Data extracted from a collection
• • •

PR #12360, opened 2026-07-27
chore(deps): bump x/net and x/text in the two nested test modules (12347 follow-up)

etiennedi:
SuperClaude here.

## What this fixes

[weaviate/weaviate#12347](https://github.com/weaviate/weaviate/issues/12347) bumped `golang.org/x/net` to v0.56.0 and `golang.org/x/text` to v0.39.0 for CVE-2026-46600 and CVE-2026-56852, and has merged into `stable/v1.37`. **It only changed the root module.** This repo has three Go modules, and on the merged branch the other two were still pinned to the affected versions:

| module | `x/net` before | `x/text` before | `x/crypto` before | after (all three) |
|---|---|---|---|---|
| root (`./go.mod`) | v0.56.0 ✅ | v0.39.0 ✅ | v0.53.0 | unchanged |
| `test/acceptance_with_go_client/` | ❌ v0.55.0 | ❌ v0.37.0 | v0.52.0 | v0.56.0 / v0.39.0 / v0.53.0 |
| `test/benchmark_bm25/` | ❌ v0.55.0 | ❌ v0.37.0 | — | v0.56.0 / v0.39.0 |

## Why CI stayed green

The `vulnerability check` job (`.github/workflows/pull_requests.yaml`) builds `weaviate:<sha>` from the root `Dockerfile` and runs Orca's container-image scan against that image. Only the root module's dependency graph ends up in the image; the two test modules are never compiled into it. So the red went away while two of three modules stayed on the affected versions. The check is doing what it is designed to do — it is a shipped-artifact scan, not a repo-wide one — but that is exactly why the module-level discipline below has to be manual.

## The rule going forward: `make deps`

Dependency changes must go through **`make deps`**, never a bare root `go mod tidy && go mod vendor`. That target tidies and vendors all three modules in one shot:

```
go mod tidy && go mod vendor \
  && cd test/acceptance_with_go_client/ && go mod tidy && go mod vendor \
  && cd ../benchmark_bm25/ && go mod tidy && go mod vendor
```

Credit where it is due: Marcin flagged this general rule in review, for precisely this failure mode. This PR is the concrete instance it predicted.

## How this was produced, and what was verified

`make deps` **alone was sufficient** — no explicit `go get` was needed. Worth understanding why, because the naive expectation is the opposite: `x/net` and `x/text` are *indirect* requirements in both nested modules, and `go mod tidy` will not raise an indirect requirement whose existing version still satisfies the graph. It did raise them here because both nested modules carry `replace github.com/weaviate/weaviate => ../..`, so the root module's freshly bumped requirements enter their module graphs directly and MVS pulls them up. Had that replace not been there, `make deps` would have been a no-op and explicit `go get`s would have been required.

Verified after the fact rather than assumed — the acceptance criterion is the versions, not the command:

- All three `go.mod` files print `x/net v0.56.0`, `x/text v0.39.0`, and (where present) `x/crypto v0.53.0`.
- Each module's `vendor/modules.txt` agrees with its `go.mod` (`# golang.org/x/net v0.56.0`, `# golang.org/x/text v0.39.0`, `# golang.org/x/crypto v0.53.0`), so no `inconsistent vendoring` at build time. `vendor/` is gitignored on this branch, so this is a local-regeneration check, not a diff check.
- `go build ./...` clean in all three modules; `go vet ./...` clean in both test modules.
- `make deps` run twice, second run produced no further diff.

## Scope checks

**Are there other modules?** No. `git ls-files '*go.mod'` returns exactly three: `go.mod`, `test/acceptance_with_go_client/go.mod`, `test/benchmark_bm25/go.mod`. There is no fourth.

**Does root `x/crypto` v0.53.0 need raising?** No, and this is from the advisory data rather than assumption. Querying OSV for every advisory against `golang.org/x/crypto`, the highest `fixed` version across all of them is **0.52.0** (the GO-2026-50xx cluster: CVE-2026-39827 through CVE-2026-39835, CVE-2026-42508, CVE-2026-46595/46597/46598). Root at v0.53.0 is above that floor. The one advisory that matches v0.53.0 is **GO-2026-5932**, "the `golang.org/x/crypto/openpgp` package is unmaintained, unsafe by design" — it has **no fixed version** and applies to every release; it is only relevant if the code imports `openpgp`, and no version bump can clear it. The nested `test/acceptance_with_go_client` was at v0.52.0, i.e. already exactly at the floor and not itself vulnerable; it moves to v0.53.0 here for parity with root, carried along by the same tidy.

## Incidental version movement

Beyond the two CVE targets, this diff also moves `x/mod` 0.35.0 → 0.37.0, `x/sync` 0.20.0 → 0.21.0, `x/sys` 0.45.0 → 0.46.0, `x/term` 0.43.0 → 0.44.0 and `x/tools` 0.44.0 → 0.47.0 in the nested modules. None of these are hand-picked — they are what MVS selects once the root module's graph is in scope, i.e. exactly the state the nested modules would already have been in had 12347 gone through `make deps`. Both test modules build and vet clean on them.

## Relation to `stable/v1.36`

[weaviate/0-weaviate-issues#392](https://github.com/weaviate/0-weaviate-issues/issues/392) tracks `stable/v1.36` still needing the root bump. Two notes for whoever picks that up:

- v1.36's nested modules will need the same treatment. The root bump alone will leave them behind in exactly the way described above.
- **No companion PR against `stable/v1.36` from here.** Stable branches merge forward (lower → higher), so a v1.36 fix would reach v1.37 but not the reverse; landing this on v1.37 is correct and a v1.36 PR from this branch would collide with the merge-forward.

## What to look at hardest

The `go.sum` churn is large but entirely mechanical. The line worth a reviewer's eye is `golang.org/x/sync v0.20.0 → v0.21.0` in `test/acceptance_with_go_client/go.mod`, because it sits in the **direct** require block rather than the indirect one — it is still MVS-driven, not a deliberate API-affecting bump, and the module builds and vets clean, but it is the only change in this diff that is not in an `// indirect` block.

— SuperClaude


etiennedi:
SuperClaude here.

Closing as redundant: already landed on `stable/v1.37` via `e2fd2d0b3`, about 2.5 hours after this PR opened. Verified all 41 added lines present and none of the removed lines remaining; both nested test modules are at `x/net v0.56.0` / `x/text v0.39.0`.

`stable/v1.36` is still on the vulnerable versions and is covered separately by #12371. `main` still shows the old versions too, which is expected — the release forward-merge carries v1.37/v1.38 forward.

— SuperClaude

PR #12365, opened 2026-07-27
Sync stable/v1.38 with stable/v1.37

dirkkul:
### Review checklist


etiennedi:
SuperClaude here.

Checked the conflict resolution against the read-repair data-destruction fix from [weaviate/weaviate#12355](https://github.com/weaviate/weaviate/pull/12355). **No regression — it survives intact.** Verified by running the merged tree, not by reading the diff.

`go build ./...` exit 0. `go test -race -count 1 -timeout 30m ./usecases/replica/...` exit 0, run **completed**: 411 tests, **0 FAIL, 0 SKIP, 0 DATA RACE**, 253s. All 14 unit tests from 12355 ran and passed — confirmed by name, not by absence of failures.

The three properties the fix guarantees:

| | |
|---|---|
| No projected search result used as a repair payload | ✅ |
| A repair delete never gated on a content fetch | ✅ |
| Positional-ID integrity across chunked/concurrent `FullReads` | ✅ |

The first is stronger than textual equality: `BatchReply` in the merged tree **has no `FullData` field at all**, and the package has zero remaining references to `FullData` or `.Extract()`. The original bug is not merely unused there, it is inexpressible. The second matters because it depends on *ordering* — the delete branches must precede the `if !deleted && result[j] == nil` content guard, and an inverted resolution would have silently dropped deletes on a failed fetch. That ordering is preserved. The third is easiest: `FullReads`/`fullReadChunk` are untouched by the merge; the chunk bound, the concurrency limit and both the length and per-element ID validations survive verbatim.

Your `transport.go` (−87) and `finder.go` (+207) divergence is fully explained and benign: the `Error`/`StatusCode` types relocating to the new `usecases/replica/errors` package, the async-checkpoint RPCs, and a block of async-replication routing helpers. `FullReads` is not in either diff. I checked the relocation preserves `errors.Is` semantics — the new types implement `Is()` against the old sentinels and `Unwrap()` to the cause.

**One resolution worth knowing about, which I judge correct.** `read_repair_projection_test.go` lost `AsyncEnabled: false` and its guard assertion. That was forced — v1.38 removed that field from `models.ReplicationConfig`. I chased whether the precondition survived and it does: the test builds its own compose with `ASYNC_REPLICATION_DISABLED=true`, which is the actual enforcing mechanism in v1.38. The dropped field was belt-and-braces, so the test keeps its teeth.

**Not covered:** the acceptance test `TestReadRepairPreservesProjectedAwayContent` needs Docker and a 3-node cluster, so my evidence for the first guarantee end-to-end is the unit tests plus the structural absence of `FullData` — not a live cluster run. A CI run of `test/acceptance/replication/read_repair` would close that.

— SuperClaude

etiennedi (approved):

• • •

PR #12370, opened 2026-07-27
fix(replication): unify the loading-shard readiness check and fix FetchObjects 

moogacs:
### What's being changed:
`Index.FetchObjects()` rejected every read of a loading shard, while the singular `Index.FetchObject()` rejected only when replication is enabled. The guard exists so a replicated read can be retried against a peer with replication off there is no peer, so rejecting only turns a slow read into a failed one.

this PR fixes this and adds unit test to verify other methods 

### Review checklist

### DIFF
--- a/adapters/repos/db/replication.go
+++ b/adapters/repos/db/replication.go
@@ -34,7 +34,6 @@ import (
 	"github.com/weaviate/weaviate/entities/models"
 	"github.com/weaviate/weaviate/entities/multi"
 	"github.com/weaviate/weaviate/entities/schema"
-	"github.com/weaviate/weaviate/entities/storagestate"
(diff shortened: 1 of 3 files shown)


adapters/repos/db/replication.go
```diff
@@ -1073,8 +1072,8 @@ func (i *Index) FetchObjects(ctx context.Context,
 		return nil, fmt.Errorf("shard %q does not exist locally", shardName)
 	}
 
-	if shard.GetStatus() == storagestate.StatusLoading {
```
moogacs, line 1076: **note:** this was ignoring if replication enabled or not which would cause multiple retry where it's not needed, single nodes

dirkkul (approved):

• • •

# EXERCISE
Return the lines above that include the string "never".

# ANSWER FOR THIS EXERCISE
The `vulnerability check` job (`.github/workflows/pull_requests.yaml`) builds `weaviate:<sha>` from the root `Dockerfile` and runs Orca's container-image scan against that image. Only the root module's dependency graph ends up in the image; the two test modules are never compiled into it. So the red went away while two of three modules stayed on the affected versions. The check is doing what it is designed to do — it is a shipped-artifact scan, not a repo-wide one — but that is exactly why the module-level discipline below has to be manual.
Dependency changes must go through **`make deps`**, never a bare root `go mod tidy && go mod vendor`. That target tidies and vendors all three modules in one shot:
| A repair delete never gated on a content fetch | ✅ |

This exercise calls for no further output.